Air Force Reservists honor fallen soldier

  • Published
  • By Capt. Cathleen Snow
  • 920th Rescue Wing
A small beachside community wept and waved flags and a ribbon of hundreds of uniformed Airmen from here stood shoulder-to-shoulder with them along a two-mile stretch of road leading to a funeral home nearby Oct. 8. 

They came to welcome home a 24-year-old fallen soldier, Army Sgt. Roberto Sanchez as a funeral procession carried his flag-draped casket from the local airport. 

Sergeant Sanchez was a 2004 graduate of a local high school and an Army Ranger. He was killed Oct. 1 in Kandahar Province, Afghanistan, when his unit was attacked with a roadside bomb. 

"He was not only a member of our community and a fellow servicemember; he was an Army Ranger with five tours of duty in the zone. He was a true warrior that voluntarily accepted a huge amount of risk facing our enemy," said Chief Master Sgt. Doug Kestranek, the chief enlisted pararescueman with the 920th Rescue Wing here. 

Like Sergeant Sanchez, the Air Force Reserve pararescuemen here are special operators whose mission is to leave no servicemember behind during battle or peacetime. Their job is to go behind enemy lines and bring back the injured or to recover the fallen. 

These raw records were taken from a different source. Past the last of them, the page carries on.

PR #457, opened 2016-01-22
Hanno hi patch 2

hannoHI:
Found some peculiarities for distortion correction.


hannoHI:
More than I intended. Will try again

PR #458, opened 2016-01-22
Fix Correction step miscalculation & typo  for distortion correction

hannoHI:


repetier:
I guess you are right with the corrections. Math is not easy :-)

PR #459, opened 2016-01-22
Fix Correction step miscalculation & typo for distortion correction  …

hannoHI:
…(due)


repetier:
Had copied due myself, so closing, Thanks.

PR #460, opened 2016-01-23
Fix command M408 (S2,S3,S4,S5)

Jan-Ruda:
VALID JSON (RFC 4627)


repetier:
Good seen, also I think the newlines are no problem (or at least should be).

Issue #467, opened 2016-02-06
Compile failure with FEATURE_CONTROLLER set


PxT:
I'm unable to compile with the Display controller set to any option > 0.  Configuration below, and compile time errors beneath.  If I set FEATURE_CONTROLLER to 0 then everything compiles fine. I am using the latest github master branch. Arduino IDE v1.6.7 on Mac OS

`{
    "editMode": 2,
    "processor": 0,
    "baudrate": 250000,
    "bluetoothSerial": -1,
    "bluetoothBaudrate": 250000,
    "xStepsPerMM": 80,
    "yStepsPerMM": 80,
    "zStepsPerMM": 80,
    "xInvert": "1",
    "xInvertEnable": 0,
    "eepromMode": 2,
    "yInvert": "0",
    "yInvertEnable": 0,
    "zInvert": "1",
    "zInvertEnable": 0,
    "extruder": [
        {
            "id": 0,
            "heatManager": 1,
            "pidDriveMin": 40,
            "pidDriveMax": 230,
            "pidMax": 255,
            "sensorType": 97,
            "sensorPin": "TEMP_0_PIN",
            "heaterPin": "HEATER_0_PIN",
            "maxFeedrate": 100,
            "startFeedrate": 20,
            "invert": "1",
            "invertEnable": "0",
            "acceleration": 6500,
            "watchPeriod": 1,
            "pidP": 31.36,
            "pidI": 2.18,
            "pidD": 112.9,
            "advanceK": 0,
            "advanceL": 0,
            "waitRetractTemp": 150,
            "waitRetractUnits": 25,
            "waitRetract": 25,
            "stepsPerMM": 92.4,
            "coolerPin": 7,
            "coolerSpeed": 255,
            "selectCommands": "",
            "deselectCommands": "",
            "xOffset": 0,
            "yOffset": 0,
            "zOffset": 0,
            "xOffsetSteps": 0,
            "yOffsetSteps": 0,
            "zOffsetSteps": 0,
            "stepper": {
                "name": "Extruder 0",
                "step": "ORIG_E0_STEP_PIN",
                "dir": "ORIG_E0_DIR_PIN",
                "enable": "ORIG_E0_ENABLE_PIN"
            },
            "advanceBacklashSteps": 0,
            "decoupleTestPeriod": 12,
            "jamPin": -1,
            "jamPullup": "0"
        }
    ],
    "uiLanguage": 0,
    "uiController": 0,
    "xMinEndstop": 0,
[...]

PR #468, opened 2016-02-07
Fix compilation error

PxT:
This resolves the compilation error noted in #467, but I don't know if this is the correct way to fix it or not.


repetier:
That fix does introduce new errors on runtime in error case. Please use my fix.

PxT:
Thanks for the quick update

PR #480, opened 2016-02-23
Add support for Zonestar (Melzi V2.0, LCD 20x4, 5 keys ADC keypad)

osnwt:
There are some printers sold under different names like 'Zonestar P802M',
'Prusa i3 P802M DIY kit', etc, which have LCD 20x4 with 5 keys controller
connected to Melzi V2.0 board via 10 wires cable. Keys are connected to a
single analog input using resitive divider.

Despite GPL license, manufacturers ignore the requirement to share modified
code. So this is a community effort to reimplement the ADC keypad support.

More information on the issue:
    http://forum.repetier.com/discussion/1105/melzi-v2-0-with-lcd2004-and-5-keys

All credits to original modifications and schematics should go to their authors:
 - Hally for the original modified code
 - Mixanoid, Mekanofreak, axelsp for their work on this

This is the attempt to rework the code and possibly merge it into the official
firmware repository.


repetier:
Nice solution for the analog problem. I have copied the relevant parts to the next release. So it will also get a dropdown entry in config tool soon. I changed board id to 24 to get continuous numbering. I also omitted your pictures. They do not really help and I do not know where they come from and it keeps the repository lean.

osnwt:
Sure, we can't keep all schematics in the repository. The number 802 was chosen because there is already an out of sequence number there. Thank you, I hope it will be natively supported some day.

On Melzi there is no more free pins (just one), and I want few more (Z probe, beeper, etc). So I am going to add a shift register mod for the LCD and free 4 more pins. Again, have to add some code to the LCD support. Coming soon.

Thanks for your great software! Sadly, Mac version does not support Repetier-Server (yet?).

szepnorbee:
Hi! Witch GPIO still free on board? Can i use this for Auto bed leveling? Thx

osnwt:
Originally there is just one unused pin on the ext connector (do not remember the number), I don't even know if it is wired to something on the LCD PCB. You can use this one for the sensor or reuse Z-min because it makes no sense if you have auto leveling.

If you need more, you can have 5 spare pins instead of 1. To do so you should add an adapter between Melzi and LCD cable with some simple logic there. Then you may reuse Z-min for Z-probe, unused pin for servo (or beeper), and still have 2 pins for Tx1/Rx1 (wifi web interface or linux host) and 2 pins for SDL/SDA or anything you want. Check these pull requests for details:

This fixes some issues with watchdog on our printers:
https://github.com/repetier/Repetier-Firmware/pull/493

This enables servo support on Melzi:
https://github.com/repetier/Repetier-Firmware/pull/498

This adds a shift register LCD support, so you can use just 2 wires for LCE instead of 6:
https://github.com/repetier/Repetier-Firmware/pull/497

Here is an example of working bed leveling on Melzi with 2 wires for Z-probe, 2-wire LCD connection, and still free 3 pins (including Tx1/Rx1 for soon to be connected linux board):
https://www.youtube.com/watch?v=jJh9SNof-D8

PR #483, opened 2016-02-27
Zonestar config cleanup

osnwt:
Cleaned up README.txt and sample configuration for Zonestar printer. Also fixed web configurator error which sets the controller number 23 for Zonestar (same as for another controller), while it should be 24.
Please fix the web GUI. Thank you!


repetier:
Config tool is fixed and patch merged.

osnwt:
Excellent, thank you!

PR #484, opened 2016-02-27
add "Debug end stop" on Debug Menu

phd0:
Add a "EndStop" Boolean flag on Debugging menu
Add a dynamic show of state for hardware end-stop
Add com:debug -> serial port of position of end-stop if actives
Add UI_TEXT_DBG_ENDSTOP_ID for text translation

and add some horrible change tabulation and space due "automatic formating text", sorry


repetier:
Nice fix. And gladly your style fixes are as i like them:-)
I have also copied it to the due version and works good.

PR #486, opened 2016-02-28
Add menuLevel 0 (EN and FR only) end-stop state with XYZ coords

phd0:
Show in coords XYZ page menuLevel 0 the stats of the xyzXYZ end-stops
with new special char : %dx ; %dX to %dZ and show only one CHAR (only hardware end-stop)
img_1426

and some retouch on the "go to previous folder" special character with a more long leg


repetier:
Nice idea. Have merged it and internally already added the other languages. Will publish the full version once I have fixed an other bug I'm just hunting.

PR #188, opened 2022-11-10
Add Elixir lib

ramontayag:


fiatjaf:
This is an annoying request, but can you put the URL at the bottom and use the short link format like the others? Just so the entire table doesn't have to be realigned.

README.md
```diff
@@ -145,22 +145,23 @@ Self-hosted
...
+| [python-lnurl](https://github.com/python-ln/lnurl)                   | [01][01] [02][02] [03][03] [04][04] [06][06]                                                                                                             |
+| [bitcoin-s](https://github.com/bitcoin-s/bitcoin-s)                  | [01][01] [03][03] [06][06] [09][09]                                                                                                                      |
+| [rust-lnurl][rust-lnurl]                                             | [01][01] [03][03] [04][04]                                                                                                                               |
+| [spring-lnurl][springlnurl]                                          | [01][01] [04][04]                                                                                                                                        |
+| [lnurl_client Elixir][https://github.com/ramontayag/lnurl_client-ex] | [01][01] [06][06]                                                                                                                                        |
```
hsjoberg: This link is broken

```suggestion
| [lnurl_client Elixir](https://github.com/ramontayag/lnurl_client-ex) | [01][01] [06][06]                                                                                                                                        |
```

hsjoberg (changes requested):

README.md
ramontayag: 🤦 Sorry, didn't check! Will fix along with the [request](https://github.com/lnurl/luds/pull/188#issuecomment-1310072586) of @fiatjaf

ramontayag: Done - tested it on my branch as well.

ramontayag:
> This is an annoying request, but can you put the URL at the bottom and use the short link format like the others? Just so the entire table doesn't have to be realigned.

Done! 🙏

fiatjaf:
Thank you very much!

README.md
hsjoberg: Ah yes at the bottom is much better 🙏

PR #190, opened 2022-12-30
Full stop not Comma

HamishMacEwan:
"Full domain name here means FQDN with last comma omitted"

"Full domain name here means FQDN with last full stop omitted"


hsjoberg:
Thank you, @HamishMacEwan

PR #212, opened 2023-04-11
feat: add Alby wallet in lud-18 supported wallets

pavanjoshi914:
Alby supports lud-18 spec so here is the updates on the readme to showcase Alby in lud-18 

https://github.com/getAlby/lightning-browser-extension/blob/master/src/app/screens/LNURLPay/index.tsx#L88


pavanjoshi914:
cc @fiatjaf

fiatjaf:
You don't have to create a bunch of pull requests, you can force-push to the same branch of the original pull request.

PR #222, opened 2023-06-07
docs: add description for q query parameter

ChrisCho-H:
added guideline description for query parameter `q`, so that dev would not be confused.

### DIFF
--- a/01.md
+++ b/01.md
@@ -20,6 +20,7 @@ and presented as the following QR:
 ![A QR encoded LNURL example](https://i.imgur.com/HbB7U1K.png)
 
 Once `LNURL` is decoded:
+- `q` query parameter could be used as an identifier `k1` described in LUD02, LUD03 and so on
 - If `tag` query parameter is present, then this `LNURL` has a special meaning. Further actions will be based on `tag` parameter value.
 - Otherwise, a GET request should be executed, which must return a JSON object containing a `tag` field. Further actions will be based on `tag` field value.
 


fiatjaf:
This is not correct, and got me confused.

ChrisCho-H:
As I understand,
In a situation where A wallet tries to withdraw to B wallet using lnurl is like
1. A wallet gives encoded lnurl like `lnurl1...`
2. B wallet  decodes it(which would be `https...?q=abc...`) and request get info
3. A wallet use query param `q` to identify the request and return identified withdrawal request info like
```javascript
{
    "tag": "withdrawRequest", // type of LNURL
    "callback": string, // The URL which LN SERVICE would accept a withdrawal Lightning invoice as query parameter
    "k1": string, // Random or non-random string to identify the user's LN WALLET when using the callback URL
    "defaultDescription": string, // A default withdrawal invoice description
    "minWithdrawable": number, // Min amount (in millisatoshis) the user can withdraw from LN SERVICE, or 0
    "maxWithdrawable": number, // Max amount (in millisatoshis) the user can withdraw from LN SERVICE, or equal to minWithdrawable if the user has no choice over the amounts
}
```
and in this step, k1 value is actually same with q query parameter.

and also same with k1 used in callback in next step

```
<callback>
  <?|&> // either '?' or '&' depending on whether there is a query string already in the callback
   k1=<k1> // the k1 specified in the response above
  &pr=<lightning invoice> // the payment request generated by the wallet
```

@fiatjaf in what point is not correct? I'm just wondering.

fiatjaf:
There is no `q` parameter anywhere, this is not specified. You can use a `q` parameter if you want, but this is your choice, shouldn't be in the spec. You can use any parameters you desire.

ChrisCho-H:
alright. thx!

PR #227, opened 2023-07-16
Add BitBanana to LUD-20 supported wallets

michaelWuensch:
Since v0.6.5, which was just released, BitBanana supports lud-20.


hsjoberg:
Epic!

Sergeant Sanchez went fighting the enemy and his name will be placed on "The Wall," said the Chief. The Wall is located in Kandahar, Afghanistan's special tactics center and is hall of heroes for fallen Army special operators. 

"We will all carry his warrior spirit with us as we continue to defend our great nation," he said.

He and the pararescuemen from here will be heading out for an Afghanistan deployment themselves in the upcoming months, one of many they have already been on. 

The sergeant's body was returned to his beachside hometown which borders Patrick Air Force Base, just before noon October 8. Funeral services and his burial followed the next day. 

Patriot Guard Riders lined up at the airport nearly three hours ahead of time to assist in the escort to the funeral home. 

"I'm not here as a Rolling Thunder or as a Patriot Guard," said Bob Bailey, who rode his motorcycle in the escort. "I'm here as an American paying respects to someone who signed a blank check for America. He was willing to put his life on the line for us." 

The military members stood shoulder to shoulder, police officers and firefighters stood nearby, all saluting, and civilians holding American flags waited solemnly to pay their respects as the police-escorted motorcade went by.